**Instructions to follow**:
In the entries below, find every line holding the string "number" and collect it.
(Dataset records)
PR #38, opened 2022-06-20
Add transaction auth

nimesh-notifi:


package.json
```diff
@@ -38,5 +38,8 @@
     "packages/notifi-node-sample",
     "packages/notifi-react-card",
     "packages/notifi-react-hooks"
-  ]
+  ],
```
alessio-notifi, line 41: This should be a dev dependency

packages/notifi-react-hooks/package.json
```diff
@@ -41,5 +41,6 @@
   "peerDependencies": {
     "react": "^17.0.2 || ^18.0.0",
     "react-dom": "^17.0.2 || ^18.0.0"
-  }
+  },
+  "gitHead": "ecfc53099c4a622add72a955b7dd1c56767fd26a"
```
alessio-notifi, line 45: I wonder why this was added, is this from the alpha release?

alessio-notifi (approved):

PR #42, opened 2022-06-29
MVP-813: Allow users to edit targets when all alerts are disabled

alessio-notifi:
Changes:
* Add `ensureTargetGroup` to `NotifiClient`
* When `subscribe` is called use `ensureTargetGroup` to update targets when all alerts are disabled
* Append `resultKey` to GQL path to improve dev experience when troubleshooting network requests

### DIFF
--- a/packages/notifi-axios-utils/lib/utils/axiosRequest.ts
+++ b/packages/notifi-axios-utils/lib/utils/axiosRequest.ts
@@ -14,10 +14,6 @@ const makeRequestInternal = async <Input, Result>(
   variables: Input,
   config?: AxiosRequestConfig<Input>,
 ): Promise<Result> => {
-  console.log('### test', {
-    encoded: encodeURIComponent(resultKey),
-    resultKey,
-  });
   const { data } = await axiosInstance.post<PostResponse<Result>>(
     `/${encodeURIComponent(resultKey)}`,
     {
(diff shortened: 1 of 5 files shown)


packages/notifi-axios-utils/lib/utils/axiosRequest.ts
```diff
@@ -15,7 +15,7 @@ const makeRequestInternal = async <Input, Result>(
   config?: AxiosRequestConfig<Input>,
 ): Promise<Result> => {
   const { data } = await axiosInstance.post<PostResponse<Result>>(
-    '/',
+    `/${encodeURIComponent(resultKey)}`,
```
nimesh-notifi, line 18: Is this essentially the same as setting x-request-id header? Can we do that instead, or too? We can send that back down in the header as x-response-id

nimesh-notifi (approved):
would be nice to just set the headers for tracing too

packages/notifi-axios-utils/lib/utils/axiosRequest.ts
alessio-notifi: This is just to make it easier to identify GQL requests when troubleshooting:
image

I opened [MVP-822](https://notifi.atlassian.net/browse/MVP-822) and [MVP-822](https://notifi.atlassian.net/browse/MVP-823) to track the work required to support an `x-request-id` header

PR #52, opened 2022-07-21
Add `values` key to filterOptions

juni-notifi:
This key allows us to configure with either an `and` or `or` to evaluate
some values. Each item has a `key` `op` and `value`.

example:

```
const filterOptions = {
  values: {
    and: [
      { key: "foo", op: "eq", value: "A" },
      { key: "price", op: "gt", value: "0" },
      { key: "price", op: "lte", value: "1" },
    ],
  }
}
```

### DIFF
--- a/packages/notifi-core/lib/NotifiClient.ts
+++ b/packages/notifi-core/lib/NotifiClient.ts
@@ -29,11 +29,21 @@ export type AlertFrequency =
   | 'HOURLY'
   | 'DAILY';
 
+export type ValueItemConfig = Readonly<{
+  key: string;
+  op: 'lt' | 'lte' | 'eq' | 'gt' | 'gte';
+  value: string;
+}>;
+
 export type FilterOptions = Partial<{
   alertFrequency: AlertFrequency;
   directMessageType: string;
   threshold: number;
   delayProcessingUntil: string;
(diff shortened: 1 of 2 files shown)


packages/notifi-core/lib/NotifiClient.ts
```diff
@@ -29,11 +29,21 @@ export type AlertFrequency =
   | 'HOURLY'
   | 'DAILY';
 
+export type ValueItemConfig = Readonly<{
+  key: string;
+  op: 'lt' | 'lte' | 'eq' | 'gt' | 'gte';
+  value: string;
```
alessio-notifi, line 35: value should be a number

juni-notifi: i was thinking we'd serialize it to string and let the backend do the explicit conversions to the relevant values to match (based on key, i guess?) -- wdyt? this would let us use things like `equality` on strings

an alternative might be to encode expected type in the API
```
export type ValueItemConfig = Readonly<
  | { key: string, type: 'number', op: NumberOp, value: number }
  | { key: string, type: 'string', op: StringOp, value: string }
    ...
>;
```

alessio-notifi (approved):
(End Dataset records)
**Solution to the problem**:
   threshold: number;
alessio-notifi, line 35: value should be a number
  | { key: string, type: 'number', op: NumberOp, value: number }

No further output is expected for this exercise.